[Start of section]

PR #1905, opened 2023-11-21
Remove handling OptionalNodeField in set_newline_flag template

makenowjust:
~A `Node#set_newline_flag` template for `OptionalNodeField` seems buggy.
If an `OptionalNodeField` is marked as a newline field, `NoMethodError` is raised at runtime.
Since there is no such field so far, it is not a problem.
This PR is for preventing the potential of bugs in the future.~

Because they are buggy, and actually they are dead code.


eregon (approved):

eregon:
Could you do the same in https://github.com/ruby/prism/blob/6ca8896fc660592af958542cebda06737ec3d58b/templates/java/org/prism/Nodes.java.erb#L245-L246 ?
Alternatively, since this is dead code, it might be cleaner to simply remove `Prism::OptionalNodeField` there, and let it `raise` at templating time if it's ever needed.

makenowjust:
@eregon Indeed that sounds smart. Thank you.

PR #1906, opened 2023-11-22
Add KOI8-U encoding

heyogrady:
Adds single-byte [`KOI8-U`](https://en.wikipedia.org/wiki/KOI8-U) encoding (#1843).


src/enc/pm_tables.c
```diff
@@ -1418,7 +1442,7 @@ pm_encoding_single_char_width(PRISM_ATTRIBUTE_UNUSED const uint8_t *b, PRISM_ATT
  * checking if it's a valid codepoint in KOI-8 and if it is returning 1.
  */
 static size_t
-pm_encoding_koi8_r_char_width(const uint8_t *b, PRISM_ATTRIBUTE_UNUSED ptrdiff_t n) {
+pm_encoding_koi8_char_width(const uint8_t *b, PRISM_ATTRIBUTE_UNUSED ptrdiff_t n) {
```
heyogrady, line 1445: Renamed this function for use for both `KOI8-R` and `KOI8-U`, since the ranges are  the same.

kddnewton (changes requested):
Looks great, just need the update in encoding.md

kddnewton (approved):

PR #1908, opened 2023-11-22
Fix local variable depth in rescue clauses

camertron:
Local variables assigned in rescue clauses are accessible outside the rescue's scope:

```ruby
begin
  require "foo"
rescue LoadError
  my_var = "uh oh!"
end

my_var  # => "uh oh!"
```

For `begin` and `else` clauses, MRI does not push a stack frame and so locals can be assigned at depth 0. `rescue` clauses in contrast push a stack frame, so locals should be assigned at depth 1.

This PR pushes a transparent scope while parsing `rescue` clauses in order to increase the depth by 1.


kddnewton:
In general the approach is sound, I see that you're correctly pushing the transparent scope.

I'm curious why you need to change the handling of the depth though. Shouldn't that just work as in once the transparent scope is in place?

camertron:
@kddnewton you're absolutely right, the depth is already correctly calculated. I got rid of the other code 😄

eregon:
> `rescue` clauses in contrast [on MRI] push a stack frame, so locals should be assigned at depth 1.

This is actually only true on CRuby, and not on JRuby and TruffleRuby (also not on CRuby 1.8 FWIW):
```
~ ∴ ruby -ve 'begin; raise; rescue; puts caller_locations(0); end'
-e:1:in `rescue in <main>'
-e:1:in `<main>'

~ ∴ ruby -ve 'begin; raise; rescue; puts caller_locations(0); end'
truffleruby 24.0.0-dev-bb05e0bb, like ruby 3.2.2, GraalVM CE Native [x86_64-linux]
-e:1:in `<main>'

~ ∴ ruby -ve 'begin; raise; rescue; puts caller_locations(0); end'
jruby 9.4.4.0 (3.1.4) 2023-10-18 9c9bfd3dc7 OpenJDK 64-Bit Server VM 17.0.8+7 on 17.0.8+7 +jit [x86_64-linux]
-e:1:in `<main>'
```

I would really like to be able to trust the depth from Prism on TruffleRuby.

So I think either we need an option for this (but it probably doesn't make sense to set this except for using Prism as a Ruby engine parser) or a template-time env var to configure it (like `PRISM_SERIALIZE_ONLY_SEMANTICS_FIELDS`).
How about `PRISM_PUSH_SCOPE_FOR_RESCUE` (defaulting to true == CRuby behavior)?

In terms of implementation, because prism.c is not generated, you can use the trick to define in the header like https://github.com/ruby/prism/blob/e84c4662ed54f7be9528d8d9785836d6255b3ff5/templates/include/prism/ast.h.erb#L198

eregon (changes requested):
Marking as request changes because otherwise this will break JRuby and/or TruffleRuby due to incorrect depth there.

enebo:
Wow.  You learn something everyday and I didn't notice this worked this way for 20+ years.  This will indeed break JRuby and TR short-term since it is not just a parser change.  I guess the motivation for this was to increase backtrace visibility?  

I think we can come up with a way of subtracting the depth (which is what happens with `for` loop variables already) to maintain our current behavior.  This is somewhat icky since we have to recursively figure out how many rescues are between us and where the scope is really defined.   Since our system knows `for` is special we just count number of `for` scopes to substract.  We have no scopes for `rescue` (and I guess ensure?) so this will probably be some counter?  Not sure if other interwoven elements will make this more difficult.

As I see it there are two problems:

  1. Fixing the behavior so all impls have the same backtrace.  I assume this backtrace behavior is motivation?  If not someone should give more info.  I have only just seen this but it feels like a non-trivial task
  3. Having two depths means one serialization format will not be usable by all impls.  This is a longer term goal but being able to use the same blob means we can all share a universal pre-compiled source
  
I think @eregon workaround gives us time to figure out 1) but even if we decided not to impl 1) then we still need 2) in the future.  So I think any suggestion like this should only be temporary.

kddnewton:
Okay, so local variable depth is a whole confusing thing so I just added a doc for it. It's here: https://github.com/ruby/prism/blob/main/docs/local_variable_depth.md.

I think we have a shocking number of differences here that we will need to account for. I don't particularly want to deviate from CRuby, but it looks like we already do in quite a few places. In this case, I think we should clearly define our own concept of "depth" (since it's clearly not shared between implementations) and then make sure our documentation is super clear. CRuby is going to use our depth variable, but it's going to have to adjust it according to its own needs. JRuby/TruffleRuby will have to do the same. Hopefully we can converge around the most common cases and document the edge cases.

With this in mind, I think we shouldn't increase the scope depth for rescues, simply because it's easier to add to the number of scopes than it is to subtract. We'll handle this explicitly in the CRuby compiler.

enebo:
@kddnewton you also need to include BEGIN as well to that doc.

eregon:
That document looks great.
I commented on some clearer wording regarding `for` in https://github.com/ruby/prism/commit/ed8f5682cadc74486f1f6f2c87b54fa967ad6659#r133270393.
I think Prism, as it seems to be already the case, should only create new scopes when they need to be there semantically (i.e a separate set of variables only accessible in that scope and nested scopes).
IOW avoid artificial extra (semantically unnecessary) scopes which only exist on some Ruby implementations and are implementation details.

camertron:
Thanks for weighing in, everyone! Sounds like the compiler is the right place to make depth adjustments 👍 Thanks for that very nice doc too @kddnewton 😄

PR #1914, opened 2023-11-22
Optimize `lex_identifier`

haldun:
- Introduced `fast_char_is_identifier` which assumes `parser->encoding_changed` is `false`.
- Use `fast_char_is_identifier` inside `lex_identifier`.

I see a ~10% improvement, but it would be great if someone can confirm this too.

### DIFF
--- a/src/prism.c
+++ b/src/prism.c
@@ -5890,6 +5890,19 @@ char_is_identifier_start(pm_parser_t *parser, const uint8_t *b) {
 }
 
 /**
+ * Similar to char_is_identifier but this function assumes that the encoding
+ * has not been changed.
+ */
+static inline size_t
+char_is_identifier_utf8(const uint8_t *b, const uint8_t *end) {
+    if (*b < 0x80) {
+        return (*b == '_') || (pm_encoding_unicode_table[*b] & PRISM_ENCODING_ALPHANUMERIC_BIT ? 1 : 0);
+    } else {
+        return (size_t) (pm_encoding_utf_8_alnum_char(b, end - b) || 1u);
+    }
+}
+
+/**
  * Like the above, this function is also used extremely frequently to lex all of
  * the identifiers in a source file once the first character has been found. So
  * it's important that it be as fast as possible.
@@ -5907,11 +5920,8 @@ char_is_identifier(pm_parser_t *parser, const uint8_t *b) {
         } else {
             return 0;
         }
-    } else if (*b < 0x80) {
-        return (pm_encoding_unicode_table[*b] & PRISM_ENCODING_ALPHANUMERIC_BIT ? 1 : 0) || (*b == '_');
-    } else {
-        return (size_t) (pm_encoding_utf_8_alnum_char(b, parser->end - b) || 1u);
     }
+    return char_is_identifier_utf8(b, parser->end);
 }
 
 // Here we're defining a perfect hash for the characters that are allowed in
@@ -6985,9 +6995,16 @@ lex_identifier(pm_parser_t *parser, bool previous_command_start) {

[End of section]

◆ AIM OF THE EXERCISE
Please print exactly what appears from the first line of the data through the line with "Since there is", including both of those lines and nothing past them.

◆ ANSWER TO THIS PROBLEM
PR #1905, opened 2023-11-21
Remove handling OptionalNodeField in set_newline_flag template

makenowjust:
~A `Node#set_newline_flag` template for `OptionalNodeField` seems buggy.
If an `OptionalNodeField` is marked as a newline field, `NoMethodError` is raised at runtime.
Since there is no such field so far, it is not a problem.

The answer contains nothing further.